The opinion was authored by Justice Amy Coney Barrett, and was joined by Justices Sotomayor, Kagan, Gorsuch, Breyer, and Kavanaugh. Justice Clarence Thomas wrote a dissent, and was joined by Justice Alito and Chief Justice Roberts.

According to the opinion, the CFAA, among other things, “makes it illegal ‘to access a computer with authorization and to use such access to obtain or alter information in the computer that the accesser is not entitled so to obtain or alter.'” Key to the dispute is whether the law applies to users who are entitled to access the information at issue, but “have improper motives for obtaining information that is otherwise available to them.”

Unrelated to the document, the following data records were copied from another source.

Issue #2226, opened 2021-12-07
Cannot use auth.getCurrentUser with EmbeddedSDK


Aschen:
## Description

```js
  const kuzzle = this.context.accessors.sdk

  await kuzzle.auth.login('local', { username, password })
  const user = await kuzzle.auth.getCurrentUser()
```

Error `Caught an unexpected plugin error: Cannot read property 'userId' of null\nThis is probably not a Kuzzle error, but a problem with a plugin implementation.`

ChillPC:
Need to remove `auth` method throwing error and deprecate others

Aschen:
> Need to remove `auth` methods throwing error and deprecate others

See my comment on your PR, there is a way to forbid and deprecate those actions in Kuzzle code https://github.com/kuzzleio/kuzzle/pull/2312#pullrequestreview-936794621

PR #2312, opened 2022-04-08
Deprecate auth controller in the embeded sdk

ChillPC:
#2226 

## What does this PR do ?

Fix documentation for the embedded sdk with the auth controller.

Removing accessibility of functions from the embedded sdk would need rewrite in the [sdk-javascript](https://github.com/kuzzleio/sdk-javascript) because :
- The embedded sdk import `Kuzzle` from the sdk-javascript [here](https://github.com/kuzzleio/kuzzle/blob/48a8f38b0e73caa0840bf11a14cfe96ffb9e3be9/lib/core/shared/sdk/embeddedSdk.ts#L28)
- The sdk-javascript import all controllers in the [/src/Kuzzle.ts](https://github.com/kuzzleio/sdk-javascript/blob/1d262832395753a7b4f43d7de3b5766ce79bd2fa/src/Kuzzle.ts#L4)


Aschen (changes requested):
You can check which action is going to be executed in the [EmbeddedSDK.query](https://github.com/kuzzleio/kuzzle/blob/master/lib/core/shared/sdk/embeddedSdk.ts#L136) method and forbid selected actions from auth controller.

For the action that need to be deprecated to avoid breaking change, you can define a new type `EmbeddedAuth` inheriting from the SDK `AuthController` to add the `@deprecated` tags in the JS doc.
Look at how the [RealtimeController.subscribe](https://github.com/kuzzleio/kuzzle/blob/master/lib/core/shared/sdk/embeddedSdk.ts#L39) method documentation has been overloaded using this technique.

Last point, don't forget the `DeprecatedBadge` in the documentation

ChillPC:
> You can check which action is going to be executed in the [EmbeddedSDK.query](https://github.com/kuzzleio/kuzzle/blob/master/lib/core/shared/sdk/embeddedSdk.ts#L136) method and forbid selected actions from auth controller.

Finally, everything throw an error except login which send the token used by the embeddedSdk.

> For the action that need to be deprecated to avoid breaking change, you can define a new type `EmbeddedAuth` inheriting from the SDK `AuthController` to add the `@deprecated` tags in the JS doc. Look at how the [RealtimeController.subscribe](https://github.com/kuzzleio/kuzzle/blob/master/lib/core/shared/sdk/embeddedSdk.ts#L39) method documentation has been overloaded using this technique.

I don't see the need to create a new class just to overload the method if they will at the end be intercepted by the query method. For the documentation, everything new/different from the sdk is listed on the [embeddedSdk page](https://docs.kuzzle.io/core/2/guides/develop-on-kuzzle/embedded-sdk/). Hence the warning at the top of the section.

> Last point, don't forget the `DeprecatedBadge` in the documentation

Since there is not a whole section for the `authController` in the `embeddedSdk` page, I thought a simple warning should be enough

clementbolin (approved):

doc/2/guides/develop-on-kuzzle/embedded-sdk/index.md
```diff
@@ -39,6 +39,10 @@ The behavior of the [realtime:subscribe](/sdk/js/7/controllers/realtime) method
 Learn more about [Backend Realtime Subscriptions](/core/2/guides/develop-on-kuzzle/embedded-sdk#backend-realtime-subscriptions)
 :::
 
+::: warning
+The [auth controller](/sdk/js/7/controllers/auth/) is deprecated in the embedded sdk. [User impersonation](/core/2/guides/develop-on-kuzzle/embedded-sdk#user-impersonation) is preferred.
```
Aschen, line 43:
```suggestion
The [auth controller](/sdk/js/7/controllers/auth/) is deprecated in the embedded sdk. [User impersonation](/core/2/guides/develop-on-kuzzle/embedded-sdk#user-impersonation) or usage of the security controller is preferred.
```

lib/core/shared/sdk/embeddedSdk.ts
```diff
@@ -36,13 +37,39 @@ import ImpersonatedSDK from './impersonatedSdk';
 
 const contextError = kerror.wrap('plugin', 'context');
 
+const deprecatedForbiddenEmbeddedActions = {
+  'auth': new Set([
```
Aschen, line 41: Why using a Set here? A simple array will also works and it's more "portable"

lib/core/shared/sdk/embeddedSdk.ts
```diff
@@ -36,13 +37,39 @@ import ImpersonatedSDK from './impersonatedSdk';
 
 const contextError = kerror.wrap('plugin', 'context');
 
+const deprecatedForbiddenEmbeddedActions = {
```
Aschen, line 40: Naming: Same comment about deprecated and forbidden

doc/2/api/errors/error-codes/api/index.md
```diff
@@ -53,5 +53,6 @@ description: Error codes definitions
...
 | api.process.unauthorized_origin<br/><pre>0x0202000c</pre>  | [UnauthorizedError](/core/2/api/errors/error-codes#unauthorizederror) <pre>(401)</pre> | The origin "%s" is not authorized. | The domain reaching out to Kuzzle is not authorized |
 | api.process.too_many_logins_requests<br/><pre>0x0202000d</pre>  | [TooManyRequestsError](/core/2/api/errors/error-codes#toomanyrequestserror) <pre>(429)</pre> | Rejected: Too many login attempts per second | The request was denied because the maximum ("limits.loginsPerSecond") number of login attempts per second has been exceeded. |
+| api.process.deprecated_embedded_sdk_action<br/><pre>0x0202000e</pre>  | [BadRequestError](/core/2/api/errors/error-codes#badrequesterror) <pre>(400)</pre> | The action %s of the controller %s has been called while it is deprecated %s. | A deprecated sdk action has been called |
```
Aschen, line 56: Technically something deprecated is something you can use even if you shouldn't because it will be removed in a future version so it's weird to have something deprecated and forbidden

lib/core/shared/sdk/embeddedSdk.ts
```diff
@@ -134,6 +161,24 @@ export class EmbeddedSDK extends Kuzzle {
         : options.propagate;
     }
 
+    if (deprecatedForbiddenEmbeddedActions[request.controller] !== undefined
+      && deprecatedForbiddenEmbeddedActions[request.controller].has(request.action)
+    ) {
+      throw kerror.get(
```
Aschen, line 167: This errors should tell the user that those methods cannot be used with the EmbeddedSDK

Aschen (changes requested):
Missing unit tests

lib/core/shared/sdk/embeddedSdk.ts
ChillPC: Because it is an unordered collection of unique elements, thus a set. For portability, Set is a native javascript object

lib/core/shared/sdk/embeddedSdk.ts
```diff
@@ -154,7 +154,7 @@ export class EmbeddedSDK extends Kuzzle {
     options: { propagate?: boolean } = {}
   ): Promise<ResponsePayload> {
     // By default, do not propagate realtime notification accross cluster nodes
-    if ( isPlainObject(request)
+    if (isPlainObject(request)
```
Aschen, line 157: This was the good indentation so every condition start on the same column
```suggestion
    if ( isPlainObject(request)
```

lib/core/shared/sdk/embeddedSdk.ts
Aschen: Good point :+1: Since the initialization is not that different from native arrays it's ok to me

lib/core/shared/sdk/embeddedSdk.ts
```diff
@@ -136,6 +163,24 @@ export class EmbeddedSDK extends Kuzzle {
         : options.propagate;
     }
 
+    if (forbiddenEmbeddedActions[request.controller] !== undefined
```
Aschen, line 166: Nitpicking
```suggestion
    if ( forbiddenEmbeddedActions[request.controller] !== undefined
```

lib/core/shared/sdk/embeddedSdk.ts
```diff
@@ -136,6 +163,24 @@ export class EmbeddedSDK extends Kuzzle {
...
+      && forbiddenEmbeddedActions[request.controller].has(request.action)
+    ) {
+      throw kerror.get(
+        'api',
+        'process',
+        'forbidden_embedded_sdk_action',
+        request.action,
+        request.controller,
+        ', use user impersonation or security controller instead',
```
Aschen, line 175: Why having a custom sentence as a placeholder and not a static one since you are using it here only?

lib/kerror/codes/2-api.json
```diff
@@ -182,6 +182,12 @@
           "code": 13,
           "message": "Rejected: Too many login attempts per second",
           "class": "TooManyRequestsError"
+        },
+        "forbidden_embedded_sdk_action": {
+          "description": "A forbidden embdedded sdk action has been called",
```
Aschen, line 187: Nitpicking
```suggestion
          "description": "A forbidden EmbeddedSDK action has been called",
```

lib/kerror/codes/2-api.json
```diff
@@ -182,6 +182,12 @@
...
+          "code": 14,
+          "message": "The action %s of the controller %s has been called while it is forbidden in the embedded sdk%s.",
```
Aschen, line 189: Nitpicking: usually we represents controller action with `<controller>:<action>`
```suggestion
          "message": "The action "%s:%s" has been called while it is forbidden in the EmbeddedSDK%s.",
```

lib/kerror/codes/2-api.json
```diff
@@ -182,6 +182,12 @@
...
+          "class": "BadRequestError"
```
Aschen, line 190: It's a PluginImplementationError since the EmbeddedSDK is used by developers

test/core/shared/sdk/embeddedSdk.test.js
```diff
@@ -65,5 +66,20 @@ describe('EmbeddedSDK', () => {
       should(embeddedSdk.protocol.query)
         .be.calledWithMatch({ ...request, propagate: true });
     });
+
+    it('should throw an error if the action is forbidden', async () => {
+      const forbiddenRequest = { controller: 'auth', action: 'createApiKey' };
+
+      should(() => embeddedSdk.query(forbiddenRequest)).throw(Error);
```
Aschen, line 73: Usually we try to check the error code (at least) and error class since changing them is a breaking change

test/core/shared/sdk/embeddedSdk.test.js
```diff
@@ -65,5 +66,20 @@ describe('EmbeddedSDK', () => {
       should(embeddedSdk.protocol.query)
         .be.calledWithMatch({ ...request, propagate: true });
     });
+
+    it('should throw an error if the action is forbidden', async () => {
```
Aschen, line 70:
```suggestion
    it('should throw an error if the action is forbidden', () => {
```

test/core/shared/sdk/embeddedSdk.test.js
```diff
@@ -65,5 +66,20 @@ describe('EmbeddedSDK', () => {
...
+      const forbiddenRequest = { controller: 'auth', action: 'createApiKey' };
+
+      should(() => embeddedSdk.query(forbiddenRequest)).throw(Error);
+    });
+
+    it('should warn if the action is not supported', async () => {
```
Aschen, line 76:
```suggestion
    it('should warn if the action is not supported', () => {
```

Aschen (changes requested):

lib/core/shared/sdk/embeddedSdk.ts
```diff
@@ -37,13 +38,39 @@ import ImpersonatedSDK from './impersonatedSdk';
...
+    'searchApiKeys',
+    'updateMyCredentials',
+    'updateSelf',
+    'validateMyCredentials',
+  ]),
+};
+
+const warnEmbeddedActions = {
+  'auth': {
+    'login': 'EmbeddedSdk\'s auth:login is deprecated, use user impersonation instead',
```
Aschen, line 63:
```suggestion
    'login': 'EmbeddedSDK.login is deprecated, use user impersonation instead',
```

lib/core/shared/sdk/embeddedSdk.ts
Aschen: Ok I see why now

Aschen (approved):

PR #2321, opened 2022-04-11
Date extractor in Kuzzle request

OlivierCavadenti:
## What does this PR do ?

At this time, no parameter extractor exists for date.
This commit adds a first extractor for dates : 
- getDate to extract and valid dates in ISO8601 or custom format.
- getTimestamp to extract a valid timestamp


lib/api/request/kuzzleRequest.ts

The majority relied primarily on the text of the statute in finding for the officer, its usage of the term “entitled” in defining the proscribed activity, and whether the phrase “so” is a so-called statement of reference to the earlier-described action. The majority also made reference to policy arguments, stating that “the Government’s interpretation of the statute would attach criminal penalties to a breathtaking amount of commonplace computer activity,” such as the violation of any computer-use policy.

“Van Buren accordingly did not ‘excee[d] authorized access’ to the database, as the CFAA defines that phrase, even though he obtained information from the database foran improper purpose,” Justice Barrett concluded.

Justice Thomas disagreed in his dissent, arguing that “an ordinary reader of the English language” would understand “exceeded authorized access” to apply to a user who accessed information from a database “under circumstances that were expressly forbidden.”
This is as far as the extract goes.